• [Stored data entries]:
━━━━━━

PR #2967, opened 2025-08-05
repo: use `ruff check` for linting

zilto:
This uses `ruff` for linting (keeps `black` for formatting). I configured using rules defined in `tox.ini`. Then, I added exclusions such that `make lint` would succeed.

## Next steps
- use `ruff format` instead of `black`. Formatting **will not** break any code, but it will produce a large diff because of [know deviations between ruff and black](https://docs.astral.sh/ruff/formatter/black/). I would do that in a follow-up PR and add the commit to `.git-blame-ignore-revs`.
- move all configs to `pyproject.toml` (e.g.,`pytest.init`, `mypy.ini`) and delete unused files
- discuss additional linting rules to apply (sorting imports, remove unused imports, etc.)

### DIFF
--- a/pyproject.toml
+++ b/pyproject.toml
@@ -355,6 +355,7 @@ include = [
 ]
 exclude = [
     "tests/reflection/module_cases/syntax_error.py",
+    "docs/website/docs/general-usage/transformations/transformation-snippets.py",
 ]
 
 [tool.ruff.lint]
--- a/pyproject.toml
+++ b/pyproject.toml
@@ -343,6 +343,44 @@ include = [
 requires = ["hatchling"]
 build-backend = "hatchling.build"
 
+
+[tool.ruff]
+line-length = 100
+target-version = "py39"
+src = ["dlt"]
+include = [
+    "dlt/**/*.py",
+    "tests/**/*.py",
+    "docs/**/*.py",
+]
+exclude = [
+    "tests/reflection/module_cases/syntax_error.py",
+]
+
+[tool.ruff.lint]
+preview = true
+ignore = [
+    # from tox.ini
+    "E1",
+    "E2",
+    "E3",
+    "E4",
+    "F401",
+    "W391",
+    "W292",
+    "E501",
+    # additional ignores to appease ruff
+    "E713",
+    "E721",
+    "E731",
+    "E741",
+    "E999",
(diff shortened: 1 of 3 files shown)


sh-rp (changes requested):
This is cool! What we additionally should do (and possibly it is already considered in some cases):
* Make sure functionality of flake8 provided by the installed plugins is covered in ruff (bugbear, tidy-imports, encodings, builtins, print)
* Ensure the banned imports are still banned, check `banned-modules` in tox.ini
* See if we can also lint docstrings the same way we did with ruff, if not, keep flake8 for that
* Remove unneeded dependencies (flake8 and plugins)
* Remove flake8 directives from the code (you can find them by searching flake8 in the codebase)
* Clean up or remove tox.ini file

pyproject.toml
```diff
@@ -341,6 +341,44 @@ include = [
...
+[tool.ruff]
+line-length = 100
+target-version = "py39"
+src = ["dlt"]
+include = [
+    "dlt/**/*.py",
+    "tests/**/*.py",
+    "docs/**/*.py",
+]
+exclude = [
```
sh-rp, line 356: we should exclude `docs/website/.dlt-repo` here too

zilto: I added the exclusion. Though, this directory didn't exist in my local installation. Is it dynamically created?

zilto:
I updated the `Makefile` and ruff exclusion to match with the recent transformations move

zilto:
Now, we have `ruff` and `flake8` installed. No changes were made to the existing linting / formatting setup. I just added `ruff check` (linting) and started reproducing our flake8 config inside Ruff.

## Next steps
1. Finish configuring `ruff` inside `pyproject.toml` to match the flake8 config.
2. Remove `flake8` checks from the `Makefile` and delete associated configs
3. Decide together what linting rules to enforce and enable them all (e.g., sort imports)
4. Exclude all files (or even modules) that have tons of linting issues; then we can progressively fix them and remove them from the exclude list
5. Investigate the docs testing and linting utils and ensure nothing is broken there. It currently behaves independently of the Python linting and should be unified.
6. (optional) replace `black` with `ruff` this will create a large diff given they have slightly different behaviors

━━━━━━

• [TASK STATEMENT]:
Determine the number of lines in the entries above where the string "will" appears. Answer with the number alone.

• [SOLUTION TO THIS EXERCISE]:
2